## ACTIVITY
Reading through the lines below, count those that include the string "patternString"; the answer is that number and nothing else.

________

PR #4155, opened 2015-12-01
[wip][rfc] Introduce annotation-comment (breaking syntax change)

ryoqun:
# Summary

Currently, CoffeeScript provides no reliable way to retain comments through
compilation.

Block comments are just fine most of time, however we're faced to a
kind-of-hard dilemma described below.

Simply put, we want some comments used for annotation are passed down to the
compiled JavaScript as is and at the exact position of arbitrary token boundary
as long as they are allowed. Currently supported block comments aren't suffice.
# Problem background

We are developing an Angular app with CoffeeScript using ng-annotate.
Then, we stumbled upon this issue (ref).

(As for justification of annotation itself, I actually don't want to resort to
such things. Though, Angular practically requires such practice otherwise we're
forced to write many repetition for the Dependancy-Inject thingy..)
# Problem

``` CoffeeScript
# ??? means some annotation syntax

???@ngInject???
MainCtrl = (Page) ->
  console.log("say hello")
```

We want the above CoffeeScript code is compiled likes this:

``` JavaScript
/* @ngInject */
MainCtrl = function(Page) {
  return console.log("say hello");
};
```

Then, JavaScript code is fed into ng-annotate, producing this as a final result:

``` JavaScript
/* @ngInject */
MainCtrl = function(Page) {
  return console.log("say hello");
};
MainCtrl.$inject = ["Page"];
```
# Current working solution

the "use strict" style:

``` CoffeeScript
MainCtrl = (Page) ->
  "ngInject"
  console.log("say hello")
```

=>

``` CoffeeScript
bash-4.3$ cat examples/annotate.coffee | ./bin/coffee --compile --stdio --bare --no-header | ng-annotate --add -
var MainCtrl;

MainCtrl = ["Page", function(Page) {
  "ngInject";
  return console.log("say hello");
}];
```

However this isn't applicable to more complex annotation usage.
# Almost working solution: the block comment style

``` CoffeeScript
### @ngInject ###
MainCtrl = (Page) ->
  console.log("say hello")

### @ngInject ###
MainCtrlNotAtTop = (Page) ->
  console.log("say hello")

```

=>

``` JavaScript
/* @ngInject */
var MainCtrl, MainCtrlNotAtTop;

MainCtrl = function(Page) {
  return console.log("say hello");
};


/* @ngInject */

MainCtrlNotAtTop = function(Page) {
  return console.log("say hello");
};
MainCtrlNotAtTop.$inject = ["Page"];
```

The first block comment is moved at the first of file. I believe this is intentional,
after all, there is ambiguity between a given block comment at the first of file is
a file header comment or commenting about the following code..

However this isn't applicable to more complex annotation usage.
# Almost working solution: javascript comment inside javascript label

``` CoffeeScript
`/* @ngInject */`
MainCtrl = (Page) ->
  console.log("say hello")

`/* @ngInject */`
MainCtrlNotAtTop = (Page) ->
  console.log("say hello")
```

=>

``` JavaScript
/* @ngInject */;
var MainCtrl, MainCtrlNotAtTop;

MainCtrl = function(Page) {
  return console.log("say hello");
};

/* @ngInject */;

MainCtrlNotAtTop = function(Page) {
  return console.log("say hello");
};
```

Maybe the `;` is preventing ng-annotate from working correctly...

There is top of file or scope does exist here as well..

Also, this isn't applicable to more complex annotation usage.
## Proposed solution: introducing _annotation-comment_ syntax

The newly-introduced syntax: 'Annotation comment'

So, we resorted to make changes to the CoffeeScript to implement a
general-purpose transpilation-resistent annotation comment syntax.

If this change would be accepted, I'd commit my available time to realize it.

Currently, I've just hacked up a very proof-of-concept pull request.
## New syntax considerations

```
`/* ngInject */`
```
- good: maximum compatibility is retained
- bad: more chars

```
#`ngInject`
```
- good: less chars
- bad: moderate compatibility is retained
- bad: hard to parse because we're trained to ignore the whole line (subjective?)

ref: https://github.com/olov/ng-annotate/issues/152


ryoqun:
ping @jashkenas Could you take a look a bit if you have some time?

src/coffee-script.coffee
```diff
@@ -62,6 +62,7 @@ exports.compile = compile = withPrettyErrors (code, options) ->
   js = ""
   for fragment in fragments
     # Update the sourcemap with data from each fragment
+    fragment.annotateCode()
```
GeoffreyBooth: This is definitely not the way to do this. Your annotation comment would be another type of token, like block comments. You need to define them in grammar.coffee.

src/command.coffee
```diff
@@ -393,7 +393,11 @@ printTokens = (tokens) ->
   strings = for token in tokens
     tag = token[0]
     value = token[1].toString().replace(/\n/, '\\n')
-    "[#{tag} #{value}]"
+    if annotation = token[2]?.annotation
```
GeoffreyBooth: This file should not be changed.

src/grammar.coffee
```diff
@@ -52,7 +52,9 @@ o = (patternString, action, options) ->
   action = action.replace /LOC\(([0-9]*)\)/g, addLocationDataFn('$1')
   action = action.replace /LOC\(([0-9]*),\s*([0-9]*)\)/g, addLocationDataFn('$1', '$2')
 
-  [patternString, "$$ = #{addLocationDataFn(1, patternCount)}(#{action});", options]
+  a = [patternString, "$$ = #{addLocationDataFn(1, patternCount)}(#{action});", options]
+  #console.log(a)
```
GeoffreyBooth: Please take care to not commit debugging code. Also, it would appear that this is more your issue: the insertion of a semicolon after a block comment. Without that semicolon, would your problem be solved?

src/helpers.coffee
```diff
@@ -84,13 +84,15 @@ exports.invertLiterate = (code) ->
...
 buildLocationData = (first, last) ->
+  #console.log("build:", first, last)
   if not last
     first
   else
     first_line: first.first_line
     first_column: first.first_column
     last_line: last.last_line
     last_column: last.last_column
+    annotation: first.annotation || last.annotation # Bad?
```
GeoffreyBooth: Annotation comments are not part of the location data.

GeoffreyBooth:
Implemented via #4572.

________

## RESPONSE BOX
3